Stored items:
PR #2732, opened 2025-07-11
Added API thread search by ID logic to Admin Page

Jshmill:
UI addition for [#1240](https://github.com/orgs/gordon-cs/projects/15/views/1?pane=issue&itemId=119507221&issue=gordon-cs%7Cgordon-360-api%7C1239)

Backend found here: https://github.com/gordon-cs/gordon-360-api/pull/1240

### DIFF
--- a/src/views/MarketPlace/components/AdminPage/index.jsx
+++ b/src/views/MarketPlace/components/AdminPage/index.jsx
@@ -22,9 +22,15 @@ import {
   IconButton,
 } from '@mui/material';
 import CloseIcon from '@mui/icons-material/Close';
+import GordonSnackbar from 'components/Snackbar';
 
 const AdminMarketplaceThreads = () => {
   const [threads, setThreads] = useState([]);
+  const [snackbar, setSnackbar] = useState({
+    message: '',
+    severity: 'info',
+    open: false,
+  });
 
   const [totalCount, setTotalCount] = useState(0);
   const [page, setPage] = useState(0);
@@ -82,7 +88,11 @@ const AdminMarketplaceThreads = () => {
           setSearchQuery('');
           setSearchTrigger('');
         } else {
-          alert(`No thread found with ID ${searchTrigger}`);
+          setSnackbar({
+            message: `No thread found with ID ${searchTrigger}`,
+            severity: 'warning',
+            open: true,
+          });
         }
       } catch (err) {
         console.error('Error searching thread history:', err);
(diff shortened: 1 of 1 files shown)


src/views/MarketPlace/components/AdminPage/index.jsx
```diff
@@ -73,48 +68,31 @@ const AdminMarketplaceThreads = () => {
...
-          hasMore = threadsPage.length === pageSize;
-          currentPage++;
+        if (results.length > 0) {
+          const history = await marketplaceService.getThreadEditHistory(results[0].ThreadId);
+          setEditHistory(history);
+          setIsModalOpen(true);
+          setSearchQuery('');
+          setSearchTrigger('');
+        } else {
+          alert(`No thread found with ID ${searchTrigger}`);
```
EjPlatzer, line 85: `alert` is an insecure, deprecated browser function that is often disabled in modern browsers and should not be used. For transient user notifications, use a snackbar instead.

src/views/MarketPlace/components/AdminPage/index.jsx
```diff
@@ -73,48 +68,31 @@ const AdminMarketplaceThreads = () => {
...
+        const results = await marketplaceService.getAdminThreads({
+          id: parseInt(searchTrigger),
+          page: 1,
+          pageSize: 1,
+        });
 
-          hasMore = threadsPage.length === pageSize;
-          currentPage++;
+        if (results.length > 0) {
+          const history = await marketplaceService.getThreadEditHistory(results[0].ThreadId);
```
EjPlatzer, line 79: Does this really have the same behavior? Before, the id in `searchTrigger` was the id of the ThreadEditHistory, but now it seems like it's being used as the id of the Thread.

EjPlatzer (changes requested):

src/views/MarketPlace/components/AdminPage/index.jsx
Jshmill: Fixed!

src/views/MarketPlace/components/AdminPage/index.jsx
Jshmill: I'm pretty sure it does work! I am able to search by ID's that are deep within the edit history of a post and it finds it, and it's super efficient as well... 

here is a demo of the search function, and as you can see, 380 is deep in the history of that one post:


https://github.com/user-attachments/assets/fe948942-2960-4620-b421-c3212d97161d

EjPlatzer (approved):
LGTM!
---
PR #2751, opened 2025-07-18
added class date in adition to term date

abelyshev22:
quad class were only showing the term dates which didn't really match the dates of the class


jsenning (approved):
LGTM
---
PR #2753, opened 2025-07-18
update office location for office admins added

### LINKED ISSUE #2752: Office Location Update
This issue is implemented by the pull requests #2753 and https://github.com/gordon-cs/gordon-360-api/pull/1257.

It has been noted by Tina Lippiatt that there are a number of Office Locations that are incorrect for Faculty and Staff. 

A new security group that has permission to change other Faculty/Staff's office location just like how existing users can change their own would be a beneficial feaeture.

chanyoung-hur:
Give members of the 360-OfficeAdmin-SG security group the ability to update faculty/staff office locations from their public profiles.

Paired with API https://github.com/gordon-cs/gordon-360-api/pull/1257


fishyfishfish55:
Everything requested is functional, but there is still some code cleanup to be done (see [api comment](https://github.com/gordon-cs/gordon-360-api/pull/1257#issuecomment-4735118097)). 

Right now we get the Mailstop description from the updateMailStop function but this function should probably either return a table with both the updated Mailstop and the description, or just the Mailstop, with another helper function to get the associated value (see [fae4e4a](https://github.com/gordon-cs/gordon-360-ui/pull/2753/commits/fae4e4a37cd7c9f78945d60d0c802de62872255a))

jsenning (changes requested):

About this task.
The answer must consist of every line above that holds the string "alert", copied exactly.

Written answer.
-          alert(`No thread found with ID ${searchTrigger}`);
+          alert(`No thread found with ID ${searchTrigger}`);
EjPlatzer, line 85: `alert` is an insecure, deprecated browser function that is often disabled in modern browsers and should not be used. For transient user notifications, use a snackbar instead.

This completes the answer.